IT is necessary for the performance of schools to be monitored and assessed, which is why, in principle, the Standard Assessment Tests (Sats) are a good idea.
By providing incentive and accountability, Sats have helped the Government drive up standards in schools - and the improvement in our primary schools was one of the Government's biggest achievements in its first term of office.
But the reliability of the tests is now in doubt. Two weeks ago, The Northern Echo highlighted that 75 per cent of Sats maths papers resubmitted to the Assessment and Qualifications Alliance (AQA) were found to have been unfairly marked.
Yesterday, we learned of the sad case of a Newcastle headteacher who had resigned after confessing that she had altered pupils' papers before they were sent to be marked.
The AQA says this is an isolated case of cheating and that only 20 similar cases occurred last year. However, head Helen Quick appears to have turned herself in, driven by her own conscience, without being caught by the system. Is, then, the 20 cases a reliable figure, or are more teachers feeling the pressures to which Ms Quick succumbed?
It suggests that Sats are unreliable because a high proportion, on re-examination, are found to be wrongly marked, and also because that an unknown proportion reaching the markers are not the unadulterated work of the pupil. So, how reliable are the league tables which the tests produce?
Teachers, particularly headteachers who are not as poorly paid as some of their unions would have us imagine, have to accept, as teachers have done for generations, a certain level of stress in their jobs. Indeed, in a wider workplace driven by budgets, margins and targets, stress is a fact of life nowadays.
The Government yesterday said it sets "ambitious" targets for schools' Sats results. Ambition is good as it stretches people, but if it is unrealistic then it stretches them to breaking point - and Ms Quick appears to have snapped. How confident is the Government that its ambitions are not over-ambitious, causing teachers to buckle under the stresses of meeting them?

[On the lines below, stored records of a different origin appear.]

Issue #1511, opened 2024-10-17
feat: Split bulk for bulkupsert


rekby:
Split bulk of `BulkUpsert` if the bulk greater then max grpc message size:
```
transport/ResourceExhausted (code = 8, source error = \"rpc error: code = ResourceExhausted desc = trying to send message larger than max (75139668 vs. 67108864)\"
```

as first step - doesn't retry the error.

rekby:
it will have problem with non protobuf formats, for example arrow and csv.

In the ticket will fix bulk upsert with native sdk types only.

PR #1803, opened 2025-06-06
Split bulk for bulkupsert

kprokopenko:
## Pull request type

- [ ] Bugfix
- [x] Feature
- [ ] Build related changes

ResourceExhausted if the bulk greater than max GRPC request size (64M).

Issue Number: #1511

## What is the new behavior?

If a bulk request exceeds the maximum size allowed by gRPC, it is split into smaller chunks so that each chunk does not exceed the limit. Each such request is sent separately.

-
-
-


driver.go
```diff
@@ -470,6 +470,9 @@ func (d *Driver) connect(ctx context.Context) (err error) {
 					// prepend common params from root config
 					[]tableConfig.Option{
 						tableConfig.With(d.config.Common),
+
+						// because we are limiting by grpc message size
```
rekby: I think it is not need additional comments

internal/table/client.go
```diff
@@ -319,22 +321,88 @@ func (c *Client) BulkUpsert(
...
+	}
+
+	return append(leftChunks, rightChunks...), nil
+}
+
+// splitBulkUpsertRequestAt splits a BulkUpsertRequest into two parts at the specified position.
+// It creates a new request with items from the specified position to the end,
+// while modifying the original request to contain only items before the position.
+// Returns the newly created request with the split items.
+func splitBulkUpsertRequestAt(req *Ydb_Table.BulkUpsertRequest, pos int) *Ydb_Table.BulkUpsertRequest {
```
rekby: What about return both requests: left and right? I think it will be simpler to understand.

It is uncommon pattern: cut part of input item and  return them separately. May be rename the func.
From split I wait many items in results (for this case two items instead of a slice), similar to https://pkg.go.dev/strings#Split,

tests/integration/table_bulk_upsert_test.go
```diff
@@ -243,3 +273,12 @@ func assertIdValue(ctx context.Context, t *testing.T, tableName string, id int64
 func assertIdValueNil(ctx context.Context, t *testing.T, tableName string, id int64) {
 	assertIdValueImpl(ctx, t, tableName, id, nil)
 }
+
+func stringWithSize(sizeBytes int) string {
```
rekby: what about https://pkg.go.dev/strings#Repeat instead of this function?

internal/table/client_test.go
```diff
@@ -80,6 +83,56 @@ func TestRaceWgClosed(t *testing.T) {
...
+		require.NoError(t, err)
+		assert.Len(t, got, 2)
+		assert.Less(t, proto.Size(got[0]), 100)
+		assert.Less(t, proto.Size(got[1]), 100)
+	})
+
+	t.Run("zero max size", func(t *testing.T) {
+		input := newTestBulkRequest(t, 50)
+		_, err := chunkBulkUpsertRequest(input, 0)
+		assert.ErrorContains(t, err, "ydb: single row size (27 bytes) exceeds maximum request size (0 bytes) - row is too large to process")
```
rekby: We doesn't test error strings and don't provide errors text stable guarantees

internal/table/client.go
```diff
@@ -319,22 +321,88 @@ func (c *Client) BulkUpsert(
...
+		}
+	}
+
 	return nil
 }
 
+// chunkBulkUpsertRequest splits a BulkUpsertRequest into smaller chunks if it exceeds the maximum message size.
+// It recursively divides the request's rows into smaller requests while preserving the original request structure.
+// If the request is smaller than the maximum size or contains fewer than two rows, it returns the original request.
+func chunkBulkUpsertRequest(req *Ydb_Table.BulkUpsertRequest, maxBytes int) ([]*Ydb_Table.BulkUpsertRequest, error) {
```
rekby: what about accept `dst []*Ydb_Table.BulkUpsertRequest` and always append new items to dst, for prevent allocate new slice for every iteration.

internal/table/client.go
```diff
@@ -348,59 +356,60 @@ func (c *Client) BulkUpsert(
...
 // It recursively divides the request's rows into smaller requests while preserving the original request structure.
 // If the request is smaller than the maximum size or contains fewer than two rows, it returns the original request.
-func chunkBulkUpsertRequest(req *Ydb_Table.BulkUpsertRequest, maxBytes int) ([]*Ydb_Table.BulkUpsertRequest, error) {
-	// not a row bulk upsert request -> ret original request
-	if req.Rows == nil || req.Rows.Value == nil {
-		return []*Ydb_Table.BulkUpsertRequest{req}, nil
-	}
-
+func chunkBulkUpsertRequest(
+	dst *[]*Ydb_Table.BulkUpsertRequest,
```
rekby: Pointer to slice is uncommon pattern, what about return slice with appended requests, similar to builtin `append`?

internal/table/client.go
```diff
@@ -348,59 +356,60 @@ func (c *Client) BulkUpsert(
...
 	if reqSize <= maxBytes {
-		return []*Ydb_Table.BulkUpsertRequest{req}, nil
+		*dst = append(*dst, req)
+
+		return nil
+	}
+
+	// not a row bulk upsert request -> ret original request
+	if req.GetRows() == nil || req.GetRows().GetValue() == nil {
+		return fmt.Errorf("ydb: request size (%d bytes) exceeds maximum size (%d bytes) "+
```
rekby: add xerrors.WithStacktrace(xerrors.Wrap(...))

internal/table/client.go
```diff
@@ -348,59 +356,60 @@ func (c *Client) BulkUpsert(
...
 	if n == 0 {
-		return []*Ydb_Table.BulkUpsertRequest{req}, nil
+		return nil
 	}
 
 	// we cannot split one item and one item is too big
 	if n == 1 {
-		err := fmt.Errorf("ydb: single row size (%d bytes) exceeds maximum request size (%d bytes) - row is too large to process", reqSize, maxBytes)
-		return nil, err
+		return fmt.Errorf("ydb: single row size (%d bytes) exceeds maximum request size (%d bytes) "+
```
rekby: need to wrap this error

internal/table/client.go
```diff
@@ -348,59 +356,60 @@ func (c *Client) BulkUpsert(
...
 // while modifying the original request to contain only items before the position.
 // Returns the newly created request with the split items.
-func splitBulkUpsertRequestAt(req *Ydb_Table.BulkUpsertRequest, pos int) *Ydb_Table.BulkUpsertRequest {
-	items := req.Rows.Value.Items // save original items
+func splitBulkUpsertRequestAt(req *Ydb_Table.BulkUpsertRequest, pos int) (_, _ *Ydb_Table.BulkUpsertRequest) {
+	items := req.GetRows().GetValue().GetItems() // save original items
 	req.Rows.Value.Items = nil
 
-	right := proto.Clone(req).(*Ydb_Table.BulkUpsertRequest)
+	right, _ := proto.Clone(req).(*Ydb_Table.BulkUpsertRequest)
```
rekby: Is it error ignore? when the error can happened?

What about return error or panic (if error not possible in real case)?

internal/table/client.go
```diff
@@ -295,13 +295,33 @@ func (c *Client) BulkUpsert(
...
+	opts ...table.Option,
+) (finalErr error) {
 	attempts, config := 0, c.retryOptions(opts...)
 	config.RetryOptions = append(config.RetryOptions,
 		retry.WithIdempotent(true),
 		retry.WithTrace(&trace.Retry{
 			OnRetry: func(info trace.RetryLoopStartInfo) func(trace.RetryLoopDoneInfo) {
 				return func(info trace.RetryLoopDoneInfo) {
-					attempts = info.Attempts
+					attempts += info.Attempts - 1
```
rekby: What about chek if info.Attempts > 0?
If it will be zero - now we will decrement attempts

These are questions that the new Education and Skills Secretary Estelle Morris should address in an urgent review of Sats. A review is required if the public is to have any faith in the statistics the Government uses to show how it is improving school standards, and it is required if only to make sure that, in times of teacher shortages, those with the unblemished track record and time-tested dedication of Ms Quick are not being driven unnecessarily from their jobs.
Who cares?
CHRIS Evans has been sacked as a Virgin Radio presenter. You might have seen the speculation running at great lengths on some newspaper front pages - although you probably won't have heard Mr Evans' show. Do real people in the real world really care about Mr Evans's job prospects, or is it only a media infatuation because he has a young popstar bride and some colourful mates like Geri "Ginger" Halliwell and Paul "Gazza" Gascoigne?